PR #2399, opened 2022-06-21
[TEST]Use client-java/PDClient to replace  tikv-client/PdClient .(ReadOnlyPDClient interface)

ajian2002:
- After the `tikv-client` module introduces the `client-java` dependency, the current `ReadonlyPDClient` interface inherits the upstream interface, and the current `PDClient` holds the upstream `PDClient` instance.

- Use the `shade` plugin of `maven` to `shade` the upstream dependencies of `io.netty`, `com.google`, etc., thus solving the version conflict problem of some libraries.

- [protobuf](https://github.com/pingcap/tispark/pull/2399/files#diff-42d1c8d6beec4539985d8a1587b43da2cef4ef079cb7cfbc8945e9b7c3f40cf4R207:~:text=16,scripts/proto.sh), removed references to `kvproto` and `raft_rs ` to use the upstream implementation.

- [`TiRegion`, `TiStoreType`, `TITimestamp` use upstream, `Metapb.Store` is replaced by `TiStore`

- abstract class AbstractRegionStoreClient
    extends AbstractGRPCClient<
        TikvGrpc.TikvFutureStub, TikvGrpc.TikvBlockingStub, TikvGrpc.TikvStub> inherits FutureStub and is not used yet.

- Use upstream `regionCache`, `RegionManager` uses upstream `regionCache` to implement behavior.

- BackOffer extends org.tikv.common.util.BackOffer
- ConcreteBackOffer implements BackOffer

- use upstream `FutureObserver`
-
- region.getContext is deprecated, and the calling method needs to be changed.

- The coding method is currently quite confusing, so I will test it first and then run it.
  
- The parameters passed when new TiStroe are not clear, let's run the test first.

- Added support to [healthCheck](https://github.com/pingcap/tispark/pull/2399/files#diff-1e1afcfbb6ac1fb40147265f456f43daae1e925b5d4bd40fb47814d508dbcedb:~:text=private%20static%20class%20HealBase%20extends%20%HealthCheck%20extends%20%HealthCheck%207B) Support

TODO:

- [de9a0f](https://github.com/pingcap/tispark/pull/2399/commits/de9a0f81c0d70aa0e1ef8f9d49af33b8c99187b9) Replace Stub with upstream FutureStub in AbstractGRPCClient or directly use upstream Abstract, etc.
- Replace exception with upstream exception.


core/src/main/scala/com/pingcap/tispark/utils/TiUtil.scala
```diff
@@ -29,6 +29,8 @@ import org.apache.spark.sql.types.{MetadataBuilder, StructField, StructType}
 import org.apache.spark.sql.{DataFrame, Row, SQLContext, SparkSession}
 import org.apache.spark.{SparkConf, sql}
 import org.slf4j.LoggerFactory
+import org.tikv.common.meta
+import org.tikv.common.meta.TiTimestamp
```
shiyuhang0, line 33: you have imported meta, why import meta.TiTimestamp

tikv-client/src/main/java/com/pingcap/tikv/util/ConcreteBackOffer.java
```diff
@@ -153,4 +182,36 @@ public void doBackOffWithMaxSleep(
...
+  public SlowLog getSlowLog() {
+    return upstreamConcreteBackOffer.getSlowLog();
+  }
+
+  @Override
+  public Long getClusterId() {
+    // https://github.com/tikv/client-java/pull/558
+    // TODO: to implement
+    return 0L;
+  }
```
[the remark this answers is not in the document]
ajian2002: Returning 0 will have no effect. Returning null will destroy unit tests and integration tests. This is an interface newly added upstream, and the current project has not used it yet.

tikv-client/src/main/java/com/pingcap/tikv/util/BackOffer.java
```diff
@@ -18,48 +18,32 @@
...
   int GC_DELETE_RANGE_MAX_BACKOFF = 100 * seconds;
-  int RAWKV_MAX_BACKOFF = 40 * seconds;
-  int SPLIT_REGION_BACKOFF = 20 * seconds;
   int BATCH_COMMIT_BACKOFF = 10 * seconds;
-  int PD_INFO_BACKOFF = 5 * seconds;
   int ROW_ID_ALLOCATOR_BACKOFF = 40 * seconds;
 
+  //  TODO:different from org.tikv.common.util.BackOffer default value
+  int RAWKV_MAX_BACKOFF = 40 * seconds;
+  int SPLIT_REGION_BACKOFF = 20 * seconds;
```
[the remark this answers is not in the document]
ajian2002: Currently different from the upstream default. I didn't modify it in order to keep the behavior unchanged. Does it mean that the upstream SPLIT_REGION_BACKOFF can be used?

tikv-client/src/main/java/com/pingcap/tikv/util/BackOffer.java
```diff
@@ -18,48 +18,32 @@
...
   int GC_RESOLVE_LOCK_MAX_BACKOFF = 100 * seconds;
   int GC_DELETE_RANGE_MAX_BACKOFF = 100 * seconds;
-  int RAWKV_MAX_BACKOFF = 40 * seconds;
-  int SPLIT_REGION_BACKOFF = 20 * seconds;
   int BATCH_COMMIT_BACKOFF = 10 * seconds;
-  int PD_INFO_BACKOFF = 5 * seconds;
   int ROW_ID_ALLOCATOR_BACKOFF = 40 * seconds;
 
+  //  TODO:different from org.tikv.common.util.BackOffer default value
+  int RAWKV_MAX_BACKOFF = 40 * seconds;
```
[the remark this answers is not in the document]
ajian2002: ok,listen to you

tikv-client/src/main/java/com/pingcap/tikv/util/ConcreteBackOffer.java
```diff
@@ -35,46 +37,72 @@ public class ConcreteBackOffer implements BackOffer {
...
+
   public static ConcreteBackOffer newCustomBackOff(int maxSleep) {
-    return new ConcreteBackOffer(maxSleep);
+    return newCustomBackOff(maxSleep, 0);
   }
 
   public static ConcreteBackOffer newScannerNextMaxBackOff() {
-    return new ConcreteBackOffer(SCANNER_NEXT_MAX_BACKOFF);
+    return new ConcreteBackOffer(BackOffer.SCANNER_NEXT_MAX_BACKOFF, 0);
```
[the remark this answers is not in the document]
ajian2002: I will restore it.

tikv-client/src/main/java/com/pingcap/tikv/PDClient.java
```diff
@@ -95,34 +97,93 @@ public class PDClient extends AbstractGRPCClient<PDBlockingStub, PDStub>
...
+    this.upstreamPDClient = createUpstreamPDClient(keyCodec);
+  }
+
+  private org.tikv.common.ReadOnlyPDClient createUpstreamPDClient(RequestKeyCodec keyCodec) {
+    org.tikv.common.TiConfiguration tikvConf = convertTiConfiguration(conf);
+    org.tikv.common.util.ChannelFactory channelFactory = convertChannelFactory(conf, tikvConf);
+    return org.tikv.common.PDClient.create(tikvConf, keyCodec, channelFactory);
+  }
+
+  private org.tikv.common.TiConfiguration convertTiConfiguration(
```
xuanyu66, line 116: Should be careful about this convertation.
Can you give a doc about diff and mapping of two configurations

tikv-client/src/main/java/com/pingcap/tikv/region/RegionManager.java
```diff
@@ -92,7 +92,11 @@ public Pair<TiRegion, Store> getRegionStorePairByKey(ByteString key) {
   }
 
   public Pair<TiRegion, Store> getRegionStorePairByKey(ByteString key, TiStoreType storeType) {
-    return getRegionStorePairByKey(key, storeType, ConcreteBackOffer.newGetBackOff());
+    return getRegionStorePairByKey(key, storeType, ConcreteBackOffer.newGetBackOff(getClusterId()));
+  }
+
+  public long getClusterId() {
+    return getPDClient() != null ? getPDClient().getClusterId() : 0L;
```
xuanyu66, line 99: Under which situation getPDClient will be null?
Should it return 0L or just throw exception when pdclient==null?

tikv-client/src/main/java/com/pingcap/tikv/PDClient.java
```diff
@@ -95,34 +97,93 @@ public class PDClient extends AbstractGRPCClient<PDBlockingStub, PDStub>
...
+              conf.getMaxFrameSize(),
+              tikvConf.getKeepaliveTime(),
+              tikvConf.getKeepaliveTimeout(),
+              tikvConf.getIdleTimeout());
+    }
+    return tikvFactory;
+  }
+
+  public Long getClusterId() {
+    return header.getClusterId();
```
xuanyu66, line 171: Why we getClusterId from header

xuanyu66 (changes requested):

tikv-client/src/main/java/com/pingcap/tikv/region/RegionManager.java
ajian2002: 虽然构造函数中需要提供Pdclient,但是外部可以传入Null值作为PDClient.

tikv-client/src/main/java/com/pingcap/tikv/PDClient.java
ajian2002: Implements the ReadOnlyPDClient interface, which has the same behavior as upstream

tikv-client/src/main/java/com/pingcap/tikv/ReadOnlyPDClient.java
```diff
@@ -16,52 +16,19 @@
...
+public interface ReadOnlyPDClient extends org.tikv.common.ReadOnlyPDClient {
 
-  /**
-   * Get Region from PD by key specified
-   *
-   * @param key key in bytes for locating a region
-   * @return the region whose startKey and endKey range covers the given key
-   */
-  TiRegion getRegionByKey(BackOffer backOffer, ByteString key);
+  Future<Pair<Metapb.Region, Metapb.Peer>> getRegionByKeyAsync(BackOffer backOffer, ByteString key);
```
xuanyu66, line 29: It's better to keep the comment

tikv-client/src/main/java/com/pingcap/tikv/TiSession.java
```diff
@@ -419,7 +428,7 @@ private List<TiRegion> splitRegion(List<ByteString> splitKeys, BackOffer backOff
             "split key equal to region start key or end key. Region splitting is not needed.");
       } else {
         logger.info("start to split region id={}, split size={}", region.getId(), splits.size());
-        List<TiRegion> newRegions;
+        List<Metapb.Region> newRegions;
```
xuanyu66, line 431: Why use TiStore and Metapb.Region rather than Metapb.Store and TiRegion

tikv-client/src/main/java/com/pingcap/tikv/region/RegionManager.java
```diff
@@ -183,121 +261,20 @@ public void invalidateRegion(TiRegion region) {
...
-        if (store.getState().equals(StoreState.Tombstone)) {
-          return null;
-        }
-        storeCache.put(id, store);
-        return store;
+        stores.add(getStoreById(peer.getStoreId(), backOffer));
+        peers.add(peer);
       } catch (Exception e) {
-        throw new GrpcException(e);
+        logger.warn("Store {} not found: {}", peer.getStoreId(), e.toString());
```
xuanyu66, line 272: Why change the behavior?

tikv-client/src/main/java/com/pingcap/tikv/util/ConverterUpstream.java
```diff
@@ -0,0 +1,96 @@
...
+ */
+
+package com.pingcap.tikv.util;
+
+import java.util.Objects;
+import java.util.stream.Collectors;
+import org.tikv.common.TiConfiguration.ApiVersion;
+import org.tikv.common.apiversion.RequestKeyCodec;
+
+public class ConverterUpstream {
```
xuanyu66, line 24: add some code comments to describe the use of this class

tikv-client/src/test/java/com/pingcap/tikv/RegionManagerTest.java
```diff
@@ -95,16 +121,36 @@ public void getStoreByKey() {
...
+    pdServer.addGetStoreResp(
+        GrpcUtils.makeGetStoreResponse(
+            pdServer.getClusterId(),
+            GrpcUtils.makeStore(
+                ids[i.getAndIncrement()],
+                testAddress,
+                StoreState.Up,
+                GrpcUtils.makeStoreLabel("k1", "v1"),
+                GrpcUtils.makeStoreLabel("k2", "v2"))));
+    //    pdServer.addGetStoreResp(
```
xuanyu66, line 144: clean these code

xuanyu66 (changes requested):

tikv-client/src/main/java/com/pingcap/tikv/region/RegionManager.java
ajian2002: Our original logic does not need pdclient, nor does it need to obtain clusterId, and use the default behavior directly. So a null pdclient is passed in it. Now after using the upstream it needs to display the clusterId from pdclient, so to keep the behavior consistent, I pass the default value of 0.

tikv-client/src/main/java/com/pingcap/tikv/PDClient.java
ajian2002: Maybe a conversion tool class code can more clearly show how we convert some upstream and downstream configurations. as I am
[tikv-client/src/main/java/com/pingcap/tikv/util/ConverterUpstream.java](https://github.com/pingcap/tispark/pull/2399/files#diff-127d716c9af974c920da0c8817c800a1b7029895c7fd0514eae3ac454d12c3b5:~:text=tikv%2Dclient/src/main/java/com/pingcap/tikv/util/ConverterUpstream.java)
  as in the file

tikv-client/src/main/java/com/pingcap/tikv/ReadOnlyPDClient.java
ajian2002: Is this necessary? When not more people are using this, I prefer to align with upstream.

tikv-client/src/main/java/com/pingcap/tikv/TiSession.java
ajian2002: Only here the private method will use MetaPB.Region. The reason is that the construction method of TiRegion is not as simple as before (the old TIRegion can be used directly), I copied the upstream to write the code and the interface of RegionStoreClient is very different upstream and downstream, I will merge the upstream and downstream RegionStoreClient in another pull request.

tikv-client/src/main/java/com/pingcap/tikv/region/RegionManager.java
ajian2002: This is because getStoreById needs to throw exceptions before, but now our getStoreById will still throw exceptions, and createRegion needs to ignore exceptions generated by calling getStoreById.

*WHAT THE EXERCISE ASKS*. From the material above, copy out every line bearing the string "createUpstreamPDClient".

*REPLY*.
+    this.upstreamPDClient = createUpstreamPDClient(keyCodec);
+  private org.tikv.common.ReadOnlyPDClient createUpstreamPDClient(RequestKeyCodec keyCodec) {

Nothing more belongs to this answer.